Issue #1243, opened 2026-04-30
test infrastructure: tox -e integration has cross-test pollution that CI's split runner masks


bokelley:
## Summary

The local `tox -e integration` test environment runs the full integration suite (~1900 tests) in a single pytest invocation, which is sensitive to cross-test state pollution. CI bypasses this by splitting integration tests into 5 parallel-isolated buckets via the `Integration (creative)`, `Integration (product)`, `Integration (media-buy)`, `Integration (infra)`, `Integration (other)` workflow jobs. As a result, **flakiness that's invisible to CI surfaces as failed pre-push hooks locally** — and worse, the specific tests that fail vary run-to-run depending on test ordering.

-.-.-

PROBLEM TO WORK ON: Print every record above exactly as it was given.

RESULT OF THE TASK:
Issue #1243, opened 2026-04-30
test infrastructure: tox -e integration has cross-test pollution that CI's split runner masks


bokelley:
## Summary

The local `tox -e integration` test environment runs the full integration suite (~1900 tests) in a single pytest invocation, which is sensitive to cross-test state pollution. CI bypasses this by splitting integration tests into 5 parallel-isolated buckets via the `Integration (creative)`, `Integration (product)`, `Integration (media-buy)`, `Integration (infra)`, `Integration (other)` workflow jobs. As a result, **flakiness that's invisible to CI surfaces as failed pre-push hooks locally** — and worse, the specific tests that fail vary run-to-run depending on test ordering.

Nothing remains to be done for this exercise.